PR #226, opened 2021-04-21
Fixed inconsistensies with model sampling

henrymoss:
Currently our model wrappers are supposed to  return samples of shape [..., N, S, E] when queried at a points of shape [... N, D] (as detailed in line 70 of model_interfaces.py). E is output dimension (typically 1), and S is number of samples.

While this is the case for the mock models defined for testing and elsewhere in the docs, the Gpflow predictor wrapper (line 263 of model_interfaces.py) does not return samples with this shape, instead returning samples of shape [..., S, N, E] (the behaviour of gpflow models). 

Also, our tests pick and choose which output shape they are expecting depending on which model type they are testing (see lines 115 v.s. 434 in test_model_interfaces.py). The expected index of the sampling dimension is different in these two tests.

I have added a fix to make the gpflow wrapper match with our documentation and have fixed the Thompson sampling rule accordingly. This should now be consistent across the whole library (including tests).


henrymoss:
The Thompson sampler in the Thompson sampling rule will be updated in my next PR (where I am moving samplers), so dont worry about that too much for now.

trieste/models/model_interfaces.py
```diff
@@ -261,7 +261,10 @@ def predict_joint(self, query_points: TensorType) -> tuple[TensorType, TensorTyp
         return self.model.predict_f(query_points, full_cov=True)
 
     def sample(self, query_points: TensorType, num_samples: int) -> TensorType:
-        return self.model.predict_f_samples(query_points, num_samples)
+        samples = self.model.predict_f_samples(query_points, num_samples)  # [..., S, N, E]
+        rank = tf.rank(samples)
```
uri-granta: Maybe worth a comment here explaining why we do this?

uri-granta (approved):
Looks good though it does raise the question of why we chooe to return sample shapes in a different format to gpflow. Are both options equally arbitrary or is one more 'reasonable'?

vpicheny:
I'm not sure I understand... in the `IndependentReparametrizationSampler` we return shapes `[..., S, 1, L]`, and in `BatchReparametrizationSampler` we return `[..., S, B, L]`,  which is consistent with gpflow.

henrymoss:
I have now made changes the other way. Now EVERYTHING (including gpflow wrapper, parameterization samples, and test dummy models) return samples following the gpflow convention. This means that I have only change the test dummy models and some of their tests.

I have also improved the documentation a little.

tests/util/model.py
```diff
@@ -49,7 +49,7 @@ def sample(self, query_points: TensorType, num_samples: int) -> TensorType:
         mean, var = self.predict(query_points)
```
uri-granta, line 49: So if query_points is of always shape [..., N, D] should this be asserted somewhere, to catch someone passing in something with rank < 2? (comment not specific to this ProbabilisticModel)

uri-granta (approved):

☆ ☆ ☆ ☆ ☆ ☆ ☆

Report, for the data above, every line in which the string "TensorType" appears.

> [Reply to the task]
@@ -261,7 +261,10 @@ def predict_joint(self, query_points: TensorType) -> tuple[TensorType, TensorTyp
     def sample(self, query_points: TensorType, num_samples: int) -> TensorType:
@@ -49,7 +49,7 @@ def sample(self, query_points: TensorType, num_samples: int) -> TensorType:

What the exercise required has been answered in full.